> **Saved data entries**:

PR #187, opened 2021-12-27
Null on error when converting a property from string to another type.

pstalcup:
Add "validate" method for proxy class types to verify their
string representation matches what is in the property

### DIFF
--- a/src/property.ts
+++ b/src/property.ts
@@ -13,7 +13,15 @@ import {
   PropertyValue,
 } from "./propertyTyping";
 
-import { NumericOrStringProperty, NumericProperty } from "./propertyTypes";
+import {
+  FamiliarProperty,
+  LocationProperty,
+  MonsterProperty,
+  NumericOrStringProperty,
+  NumericProperty,
+  PhylumProperty,
+  StatProperty,
+} from "./propertyTypes";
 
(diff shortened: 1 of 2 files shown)


src/property.ts
```diff
@@ -43,13 +51,24 @@ type MafiaClasses =
...
   Type: typeof MafiaClass & (new () => T)
 ): ((property: string, default_?: T | null) => T | null) =>
   createPropertyGetter((value) => {
     if (value === "") return null;
-    const v = Type.get<T>(value);
-    return v === Type.get<T>("none") ? null : v;
+    try {
+      const v = Type.get<T>(value);
+      return v === Type.get<T>("none") ? null : v;
+    } catch {
```
horrible-little-slime, line 69: Will this lead to a Mafia briefly flashing red every time we get an error? I'm fine with that, of course, just curious

horrible-little-slime (commented):
This looks great! I am not comfortable approving it myself, but this reads like it does exactly what I want

src/property.ts
gausie: What exception is thrown here? Can you narrow the catch expression?

horrible-little-slime:
Resolved by #217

> **INSTRUCTIONS FOR THE TASK**: Make a faithful copy of every record above.

> **ANSWER FOR THE TASK**:
PR #187, opened 2021-12-27
Null on error when converting a property from string to another type.

pstalcup:
Add "validate" method for proxy class types to verify their
string representation matches what is in the property

### DIFF
--- a/src/property.ts
+++ b/src/property.ts
@@ -13,7 +13,15 @@ import {
   PropertyValue,
 } from "./propertyTyping";
 
-import { NumericOrStringProperty, NumericProperty } from "./propertyTypes";
+import {
+  FamiliarProperty,
+  LocationProperty,
+  MonsterProperty,
+  NumericOrStringProperty,
+  NumericProperty,
+  PhylumProperty,
+  StatProperty,
+} from "./propertyTypes";
 
(diff shortened: 1 of 2 files shown)


src/property.ts
```diff
@@ -43,13 +51,24 @@ type MafiaClasses =
...
   Type: typeof MafiaClass & (new () => T)
 ): ((property: string, default_?: T | null) => T | null) =>
   createPropertyGetter((value) => {
     if (value === "") return null;
-    const v = Type.get<T>(value);
-    return v === Type.get<T>("none") ? null : v;
+    try {
+      const v = Type.get<T>(value);
+      return v === Type.get<T>("none") ? null : v;
+    } catch {
```
horrible-little-slime, line 69: Will this lead to a Mafia briefly flashing red every time we get an error? I'm fine with that, of course, just curious

horrible-little-slime (commented):
This looks great! I am not comfortable approving it myself, but this reads like it does exactly what I want

src/property.ts
gausie: What exception is thrown here? Can you narrow the catch expression?

horrible-little-slime:
Resolved by #217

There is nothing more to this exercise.